Dataset records ->

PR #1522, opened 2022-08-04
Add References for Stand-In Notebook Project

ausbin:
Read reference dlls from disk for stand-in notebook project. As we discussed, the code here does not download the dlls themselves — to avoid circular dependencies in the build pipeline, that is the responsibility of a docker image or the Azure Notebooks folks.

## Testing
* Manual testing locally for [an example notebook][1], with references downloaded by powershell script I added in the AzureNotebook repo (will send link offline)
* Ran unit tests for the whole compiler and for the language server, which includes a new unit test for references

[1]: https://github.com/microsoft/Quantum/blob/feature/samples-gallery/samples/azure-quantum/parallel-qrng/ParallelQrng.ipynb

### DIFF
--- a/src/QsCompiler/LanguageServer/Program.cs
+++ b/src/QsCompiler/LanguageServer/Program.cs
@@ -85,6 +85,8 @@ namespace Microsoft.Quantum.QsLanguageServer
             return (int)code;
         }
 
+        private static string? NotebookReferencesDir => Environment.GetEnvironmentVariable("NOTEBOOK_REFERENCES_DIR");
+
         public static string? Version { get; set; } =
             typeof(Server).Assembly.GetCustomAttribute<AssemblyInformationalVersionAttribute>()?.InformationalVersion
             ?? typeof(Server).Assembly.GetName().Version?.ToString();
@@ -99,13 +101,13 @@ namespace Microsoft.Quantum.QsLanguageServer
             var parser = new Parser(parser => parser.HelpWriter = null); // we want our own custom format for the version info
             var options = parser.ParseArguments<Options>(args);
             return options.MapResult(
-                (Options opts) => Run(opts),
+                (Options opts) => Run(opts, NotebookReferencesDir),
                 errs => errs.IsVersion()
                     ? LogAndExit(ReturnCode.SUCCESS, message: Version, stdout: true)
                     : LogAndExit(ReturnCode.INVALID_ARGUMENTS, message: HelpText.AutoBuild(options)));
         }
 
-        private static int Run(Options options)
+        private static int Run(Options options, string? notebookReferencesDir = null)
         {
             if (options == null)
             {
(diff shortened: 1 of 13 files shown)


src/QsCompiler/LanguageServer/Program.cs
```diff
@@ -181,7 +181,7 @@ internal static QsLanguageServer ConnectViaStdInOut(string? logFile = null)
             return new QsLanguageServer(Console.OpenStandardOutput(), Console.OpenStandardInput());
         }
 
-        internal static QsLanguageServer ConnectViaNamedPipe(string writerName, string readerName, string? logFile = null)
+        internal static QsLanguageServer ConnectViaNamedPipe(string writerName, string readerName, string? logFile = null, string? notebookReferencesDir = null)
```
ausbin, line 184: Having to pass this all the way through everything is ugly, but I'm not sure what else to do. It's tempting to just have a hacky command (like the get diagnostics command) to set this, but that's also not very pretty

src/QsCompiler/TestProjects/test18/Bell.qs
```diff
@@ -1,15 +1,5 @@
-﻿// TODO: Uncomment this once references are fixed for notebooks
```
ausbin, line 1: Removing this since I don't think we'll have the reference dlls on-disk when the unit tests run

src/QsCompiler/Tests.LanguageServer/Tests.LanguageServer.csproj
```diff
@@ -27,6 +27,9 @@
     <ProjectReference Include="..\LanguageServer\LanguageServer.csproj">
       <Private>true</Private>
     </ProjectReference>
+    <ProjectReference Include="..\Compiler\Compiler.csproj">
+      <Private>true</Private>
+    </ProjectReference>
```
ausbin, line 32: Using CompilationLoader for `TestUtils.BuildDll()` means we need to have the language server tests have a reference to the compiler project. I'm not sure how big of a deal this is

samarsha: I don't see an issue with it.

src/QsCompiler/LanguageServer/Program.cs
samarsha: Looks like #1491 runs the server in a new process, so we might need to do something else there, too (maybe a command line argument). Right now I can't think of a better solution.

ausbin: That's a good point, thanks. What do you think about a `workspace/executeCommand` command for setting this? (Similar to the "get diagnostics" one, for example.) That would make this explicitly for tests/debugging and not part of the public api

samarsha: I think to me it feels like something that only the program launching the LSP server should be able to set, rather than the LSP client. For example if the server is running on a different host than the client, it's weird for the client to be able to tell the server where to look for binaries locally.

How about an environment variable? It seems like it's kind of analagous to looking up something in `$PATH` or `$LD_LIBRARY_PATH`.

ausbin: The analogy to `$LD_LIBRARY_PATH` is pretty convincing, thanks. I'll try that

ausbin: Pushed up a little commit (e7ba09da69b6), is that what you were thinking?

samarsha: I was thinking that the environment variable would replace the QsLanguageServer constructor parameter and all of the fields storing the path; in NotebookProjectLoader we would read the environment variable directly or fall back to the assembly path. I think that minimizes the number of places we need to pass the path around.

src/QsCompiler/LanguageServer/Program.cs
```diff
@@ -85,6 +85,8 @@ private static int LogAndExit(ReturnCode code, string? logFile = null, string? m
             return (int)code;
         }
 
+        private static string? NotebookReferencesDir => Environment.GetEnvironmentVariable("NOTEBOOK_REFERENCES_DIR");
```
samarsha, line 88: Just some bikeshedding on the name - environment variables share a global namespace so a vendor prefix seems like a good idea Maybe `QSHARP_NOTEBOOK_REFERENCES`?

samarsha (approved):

What is required ->
Each line from the top of the records down to the one with "test for references" must be retyped exactly; include both ends and nothing else.

Response to this task ->
PR #1522, opened 2022-08-04
Add References for Stand-In Notebook Project

ausbin:
Read reference dlls from disk for stand-in notebook project. As we discussed, the code here does not download the dlls themselves — to avoid circular dependencies in the build pipeline, that is the responsibility of a docker image or the Azure Notebooks folks.

## Testing
* Manual testing locally for [an example notebook][1], with references downloaded by powershell script I added in the AzureNotebook repo (will send link offline)
* Ran unit tests for the whole compiler and for the language server, which includes a new unit test for references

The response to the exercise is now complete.